PROBLEM TO SOLVE: What is the number of lines in the entries that include the word "from"? Respond with the number only.

(Saved data entries)
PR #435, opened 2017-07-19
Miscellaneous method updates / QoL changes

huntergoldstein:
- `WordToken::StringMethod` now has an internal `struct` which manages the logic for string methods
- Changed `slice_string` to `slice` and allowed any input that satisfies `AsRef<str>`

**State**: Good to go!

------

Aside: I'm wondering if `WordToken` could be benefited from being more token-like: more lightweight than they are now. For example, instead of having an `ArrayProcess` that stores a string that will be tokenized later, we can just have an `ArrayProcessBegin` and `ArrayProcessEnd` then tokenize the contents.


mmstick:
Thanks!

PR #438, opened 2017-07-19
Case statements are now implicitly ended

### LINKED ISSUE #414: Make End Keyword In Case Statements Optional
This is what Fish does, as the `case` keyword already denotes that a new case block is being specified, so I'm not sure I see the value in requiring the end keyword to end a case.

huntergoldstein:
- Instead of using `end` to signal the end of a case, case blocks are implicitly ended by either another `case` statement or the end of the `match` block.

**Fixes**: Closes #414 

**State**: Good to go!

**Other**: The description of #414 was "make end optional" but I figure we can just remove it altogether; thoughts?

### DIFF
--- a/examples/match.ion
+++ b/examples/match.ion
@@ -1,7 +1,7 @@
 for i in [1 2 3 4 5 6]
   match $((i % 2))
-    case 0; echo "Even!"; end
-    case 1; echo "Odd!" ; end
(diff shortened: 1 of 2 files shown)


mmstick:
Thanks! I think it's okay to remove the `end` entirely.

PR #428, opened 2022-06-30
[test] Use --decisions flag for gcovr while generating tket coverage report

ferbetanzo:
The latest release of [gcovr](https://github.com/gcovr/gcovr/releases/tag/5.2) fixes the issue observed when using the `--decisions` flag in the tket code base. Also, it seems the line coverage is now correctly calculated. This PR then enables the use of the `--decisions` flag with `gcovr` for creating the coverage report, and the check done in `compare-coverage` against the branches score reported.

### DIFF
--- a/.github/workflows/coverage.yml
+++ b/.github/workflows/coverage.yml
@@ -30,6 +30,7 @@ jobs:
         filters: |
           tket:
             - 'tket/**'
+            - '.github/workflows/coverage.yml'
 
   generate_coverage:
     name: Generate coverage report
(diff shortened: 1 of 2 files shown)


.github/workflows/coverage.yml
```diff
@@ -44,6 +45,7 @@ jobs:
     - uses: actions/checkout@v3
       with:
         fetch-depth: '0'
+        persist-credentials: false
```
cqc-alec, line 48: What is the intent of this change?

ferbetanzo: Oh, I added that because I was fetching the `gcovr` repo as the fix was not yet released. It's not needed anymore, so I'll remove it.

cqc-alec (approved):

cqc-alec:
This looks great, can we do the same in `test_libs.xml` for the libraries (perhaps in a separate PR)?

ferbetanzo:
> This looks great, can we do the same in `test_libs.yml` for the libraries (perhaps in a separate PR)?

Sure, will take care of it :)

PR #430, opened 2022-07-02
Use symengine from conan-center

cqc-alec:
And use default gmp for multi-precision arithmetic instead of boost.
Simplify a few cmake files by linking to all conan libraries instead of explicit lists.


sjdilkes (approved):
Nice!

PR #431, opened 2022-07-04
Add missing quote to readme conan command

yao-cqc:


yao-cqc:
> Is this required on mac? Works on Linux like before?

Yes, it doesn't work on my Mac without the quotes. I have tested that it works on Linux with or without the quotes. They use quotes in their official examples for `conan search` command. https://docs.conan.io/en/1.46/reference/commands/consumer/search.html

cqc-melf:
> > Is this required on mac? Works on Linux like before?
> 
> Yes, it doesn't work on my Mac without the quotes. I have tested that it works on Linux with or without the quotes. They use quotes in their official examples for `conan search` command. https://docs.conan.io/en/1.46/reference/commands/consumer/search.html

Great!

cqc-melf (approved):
--
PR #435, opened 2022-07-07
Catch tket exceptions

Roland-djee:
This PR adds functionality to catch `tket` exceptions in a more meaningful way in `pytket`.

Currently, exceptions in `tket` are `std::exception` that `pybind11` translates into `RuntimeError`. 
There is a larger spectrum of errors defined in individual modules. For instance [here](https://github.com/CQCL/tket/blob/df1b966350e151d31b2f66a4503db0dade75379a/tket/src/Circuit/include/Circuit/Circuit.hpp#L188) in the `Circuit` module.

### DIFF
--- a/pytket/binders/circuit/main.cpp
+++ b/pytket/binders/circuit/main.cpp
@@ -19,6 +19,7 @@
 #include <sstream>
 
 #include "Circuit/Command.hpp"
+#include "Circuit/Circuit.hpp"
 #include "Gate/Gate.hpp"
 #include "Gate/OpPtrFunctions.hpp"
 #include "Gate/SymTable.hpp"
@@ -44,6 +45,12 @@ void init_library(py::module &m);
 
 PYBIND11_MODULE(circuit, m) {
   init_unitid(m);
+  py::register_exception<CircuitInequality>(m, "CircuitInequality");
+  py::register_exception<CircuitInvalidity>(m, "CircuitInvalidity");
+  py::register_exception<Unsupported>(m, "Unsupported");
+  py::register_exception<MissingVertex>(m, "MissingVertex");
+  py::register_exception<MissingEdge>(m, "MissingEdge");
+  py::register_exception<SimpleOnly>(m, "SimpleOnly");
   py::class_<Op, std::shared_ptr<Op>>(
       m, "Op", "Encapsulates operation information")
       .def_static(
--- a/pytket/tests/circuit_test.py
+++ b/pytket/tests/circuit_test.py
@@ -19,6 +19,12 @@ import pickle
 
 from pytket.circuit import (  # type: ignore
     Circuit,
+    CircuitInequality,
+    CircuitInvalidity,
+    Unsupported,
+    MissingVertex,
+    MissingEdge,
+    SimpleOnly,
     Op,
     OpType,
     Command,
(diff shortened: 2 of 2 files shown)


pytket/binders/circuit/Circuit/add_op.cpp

SOLUTION TO THIS TASK: 3